%%

PR #3564, opened 2025-08-07
fix: Disable base64 optimization in ReactNative

FrederikBolding:
Our base64 encoding optimization does not run in React Native, because React Native doesn't support creating Files/Blobs from buffers.

### DIFF
--- a/packages/snaps-utils/src/base64.test.ts
+++ b/packages/snaps-utils/src/base64.test.ts
@@ -51,6 +51,21 @@ describe('encodeBase64', () => {
     );
     expect(await encodeBase64(vfile)).toBe('eyJmb28iOiJiYXIifQ==');
   });
+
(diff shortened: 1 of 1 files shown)


packages/snaps-utils/src/base64.ts
```diff
@@ -12,7 +12,7 @@ import type { VirtualFile } from './virtual-file';
 export async function encodeBase64(input: Uint8Array | VirtualFile | string) {
   const bytes = getBytes(input);
   // In the browser, FileReader is much faster than bytesToBase64.
```
Mrtenz:
```suggestion
  // In the browser, FileReader is much faster than bytesToBase64. This is not supported in React Native however.
```

GuillaumeRx (dismissed):

GuillaumeRx (approved):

%%

# Exercise aim
The full set of records, transcribed exactly, is the answer.

# Written solution
PR #3564, opened 2025-08-07
fix: Disable base64 optimization in ReactNative

FrederikBolding:
Our base64 encoding optimization does not run in React Native, because React Native doesn't support creating Files/Blobs from buffers.

### DIFF
--- a/packages/snaps-utils/src/base64.test.ts
+++ b/packages/snaps-utils/src/base64.test.ts
@@ -51,6 +51,21 @@ describe('encodeBase64', () => {
     );
     expect(await encodeBase64(vfile)).toBe('eyJmb28iOiJiYXIifQ==');
   });
+
(diff shortened: 1 of 1 files shown)


packages/snaps-utils/src/base64.ts
```diff
@@ -12,7 +12,7 @@ import type { VirtualFile } from './virtual-file';
 export async function encodeBase64(input: Uint8Array | VirtualFile | string) {
   const bytes = getBytes(input);
   // In the browser, FileReader is much faster than bytesToBase64.
```
Mrtenz:
```suggestion
  // In the browser, FileReader is much faster than bytesToBase64. This is not supported in React Native however.
```

GuillaumeRx (dismissed):

GuillaumeRx (approved):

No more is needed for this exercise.